The future lies with engineers, Kenneth Clarke tells Conservative Conference

30 October, 2009

Speaking at an event organised by the professional engineering community, shadow secretary of state for business, innovation and skills, Kenneth Clarke, told a packed room of the need to put the conditions in place to allow engineering and high tech manufacturing to thrive in the UK. Kenneth Clarke – speaking alongside David Waboso, director of Lines Upgrades at London Underground, and Dr Rachel Cooke, project manager at Cadbury’s – set out the Conservative Party view that tax incentives and grants could play some role in supporting the economic recovery and suggested that environmental technologies and high tech manufacturing were two key areas for the UK’s future. He commented: “The future lies with engineering. High tech manufacturing and engineering aimed at niche markets must be allowed to thrive in Britain. The idea that the modern economies only have services is very dead indeed. Engineering is an absolutely key area.”

Crucial role
The event was chaired by Andrew Haldenby, director of the Reform think tank, which had helped organise similar events held by the engineering community under the banner ‘Engineering the Future’ at the three main party conferences. All speakers, of all parties, had agreed that engineering will play a crucial role in future, he pointed out. David Waboso pointed out that UK engineering is world leading and is crucial to underpin the growth, prosperity and sustainability agendas. He reminded the meeting that it takes 10 years to create a skilled engineer and that the massive infrastructure projects need long-term commitment. “We need to enable engineering to achieve the world-class solutions that we know we have to offer,” he said.

Dr Rachel Cooke, chemical engineer, project developer for Cadbury’s and former IChemE Young Engineer of the Year, told the meeting about her work to inspire more young people into a career that can make a far-reaching and beneficial influence on society.
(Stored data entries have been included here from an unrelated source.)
PR #10675, opened 2019-10-01
Fixing boolean rendering in list

### LINKED ISSUE #10671: DetailsList component not showing boolean values in rows.
### Environment Information

- **Package version(s)**: 6.175.0
- **Browser and OS versions**: Chrome/Windows 10

https://codepen.io/linkup/pen/xxKoXeR

#### Actual behavior:

When one of the value types for DetailList is boolean the data is not shown in the table.

#### Expected behavior:

It should show, true/false accordingly

Products/sites affected: (if applicable) Dynamics 365 for Customer Insights.

linkup89:
#### Pull request checklist

- [x] Addresses an existing issue: Fixes #10671 

#### Description of changes

(give an overview)

#### Focus areas to test

(optional)

###### Microsoft Reviewers: [Open in CodeFlow](http://wpcp.azurewebsites.net/CodeFlowProtocolProxy2.php?pullrequest=https://github.com/OfficeDev/office-ui-fabric-react/pull/10675)

### DIFF
--- a/packages/office-ui-fabric-react/src/components/DetailsList/DetailsRowFields.tsx
+++ b/packages/office-ui-fabric-react/src/components/DetailsList/DetailsRowFields.tsx
@@ -11,6 +11,10 @@ const getCellText = (item: any, column: IColumn): string => {
     value = '';
   }
 
+  if (typeof value === 'boolean') {
+    return String(value);
+  }
+
   return value;
 };
 
--- a/packages/office-ui-fabric-react/src/components/DetailsList/DetailsRowFields.tsx
+++ b/packages/office-ui-fabric-react/src/components/DetailsList/DetailsRowFields.tsx
@@ -12,7 +12,7 @@ const getCellText = (item: any, column: IColumn): string => {
   }
 
   if (typeof value === 'boolean') {
-    return String(value);
+    return value.toString();
   }
 
   return value;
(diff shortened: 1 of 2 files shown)


packages/office-ui-fabric-react/src/components/DetailsList/DetailsRowFields.tsx
```diff
@@ -11,6 +11,10 @@ const getCellText = (item: any, column: IColumn): string => {
     value = '';
   }
 
+  if (typeof value === 'boolean') {
+    return String(value);
```
KevinTCoughlin: I'm admittedly micro-bench-marking here, but this is a hot code path. It looks like calling `toString` is faster compared with concatenation and `String(this)` approaches: https://jsperf.com/boolean-tostring/1.

image

Given the above, I think we should consider `value.toString()` here.

KevinTCoughlin: I'll write the unit test in a follow-up PR if you just want to weigh-in with the above

linkup89: Was using String(x) cause of the null check capabilities but there is already a null check before this, so .toString should work. And if it's faster the better :)

KevinTCoughlin: > Was using String(x) cause of the null check capabilities but there is already a null check before this, so .toString should work. And if it's faster the better :)

You should be well-guarded against `null` and `undefined` because they won't equate to `boolean`:

```js
typeof null
"object"
typeof undefined
"undefined"
```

She said: “An engineer is someone who can do for 50 pence what anyone else can do for a pound. What country would not want more of them?”

A path to economic recovery
Speaking on behalf of the engineering community, Paul Jackson, chief executive of the Engineering and Technology Board (ETB) commented that it was very encouraging to see how packed the room was. “This shows the real interest that is now being shown in engineering and technology as a path to economic recovery. Now it is important that we see action taken to ensure that this goal is achieved.”


 
[Photo caption] Kenneth Clarke: “The future lies with engineering. High tech manufacturing and engineering aimed at niche markets must be allowed to thrive in Britain. The idea that the modern economies only have services is very dead indeed. Engineering is an absolutely key area.”